Of the development funds available to various departments, a considerable proportion was spent on salaries and maintenance, leaving very little for development. For example, of the Rs 60 lakh allocated to the national watershed development programme in Chitradurga, only about Rs 30 lakh was available for soil conservation after meeting salary expenses. The state's officials claim JRY funds allocated by zillah parishads were sufficient only to meet costs of maintaining the forest department infrastructure.

Operational problems
Budihal also points out funds diverted by mandal panchayats for social forestry plantations were usually too small to raise meaningful plantations. He says if 10 members of a mandal panchayat wanted to raise plantations in their areas, the approximate sum of Rs 50,000 available had to be divided among them.
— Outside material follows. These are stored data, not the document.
PR #597, opened 2026-07-14
fix(runtime): handle shared memory exhaustion

### LINKED ISSUE #596: [BUG] Unhandled exceptions for insufficient BPFTIME_SHM_MEMORY_MB
**Description of the bug**
I observed crash in two places when sufficient BPFTIME_SHM_MEMORY_MB size/value is not passed.
1) Creation of handler_variant_vector handlers; in handler _manager causes crash.
2) Perf buffer creation causes crash when insufficient BPFTIME_SHM_MEMORY_MB is set for higher Perf_buffer_pages.

**To Reproduce**
Case 1:
This can be reproduced with malloc example mentioned in this repo (no changes to malloc example).

Steps:
 - set DEFAULT_MAX_FD_COUNT in bpftime_config.hpp to 1024 * 1024 (re-compile)
 - export BPFTIME_SHM_MEMORY_MB=64 before starting execution.

Case 2:
This can be reproduced with bashreadline example mentioned in this repo (PERF_BUFFER_PAGES  should  set to appropriate value based on machine configuration)
Assumptions (Values to be modified based on the machine configuration):
 - Page_size: 4096
 - Perf_buffer_pages: 4096
 - num_CPUs: 256
Min BPFTIME_SHM_MEMORY_MB required only for perf event buffers: 4GB
(Page_size x Perf_buffer_pages x num_CPUs)

Steps:
 - set appropriately large value for page count in perf_buffer__new()
 - export BPFTIME_SHM_MEMORY_MB=3072

**Expected behavior**
Case1: Exit with code 1 instead of abort().
Case 2: perf_buffer__new() call should return NULL.

**Desktop :**

* OS: [Ubuntu]
* Version [24.04.1 LTS (Noble Numbat)]

yunwei37:
## Summary

- exit cleanly with status 1 and an actionable message when syscall-server startup cannot allocate its configured shared-memory state
- return `MAP_FAILED` with deterministic `ENOMEM` when a software perf-event buffer cannot grow, without changing allocation handling for unrelated syscall paths
- validate perf ring sizes before mutation and document the relationship between shared-memory size and fd-table capacity
- add real `LD_PRELOAD` process tests for both startup failure and the exported `mmap()` boundary

## Testing

- `cmake --build build --target bpftime_runtime_tests -j2`
- `./build/runtime/unit-test/bpftime_runtime_tests "[allocation]"` (2 test cases, 6 assertions)
- `./build/runtime/unit-test/bpftime_runtime_tests "[perf_event]"` (3 test cases, 8279 assertions)
- unfiltered local suite: 76 test cases, 74 passed; the same two environment-dependent failures occur on the unchanged baseline (`Test shm progs attach` and `Test tail calling from userspace to kernel`)
- `git diff --check`

Closes #596

### DIFF
--- a/runtime/src/handler/perf_event_handler.cpp
+++ b/runtime/src/handler/perf_event_handler.cpp
@@ -9,7 +9,6 @@
 #include "bpftime_epoll.h"
 #endif
 #include "spdlog/spdlog.h"
-#include <boost/container/throw_exception.hpp>
 #include <boost/interprocess/detail/segment_manager_helper.hpp>
 #include <boost/interprocess/smart_ptr/shared_ptr.hpp>
 #include <cstring>
@@ -284,9 +283,7 @@ void *software_perf_event_buffer::ensure_mmap_buffer(size_t buffer_size)
 		};
 		try {
 			mmap_buffer.resize(buffer_size);
-		} catch (const boost::interprocess::bad_alloc &e) {
-			return report_allocation_failure(e);
-		} catch (const boost::container::length_error_t &e) {
+		} catch (const std::exception &e) {
 			return report_allocation_failure(e);
 		}
 		// Update data size in the mmap header
--- a/runtime/src/handler/perf_event_handler.cpp
+++ b/runtime/src/handler/perf_event_handler.cpp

It is quite apparent that the rural elite controlled the panchayati raj institutions and the programmes they implemented usually reflected their priorities. Powerful mandal pradhans in several villages even misused their powers and entered into illicit arrangements with timber contractors.

But the experience also shows the poorer sections were gradually becoming aware of their rights. Though it will probably be a while before rural communities can determine their destinies, it is clear that social action groups could hasten this process by organising them to take advantage of panchayati raj institutions.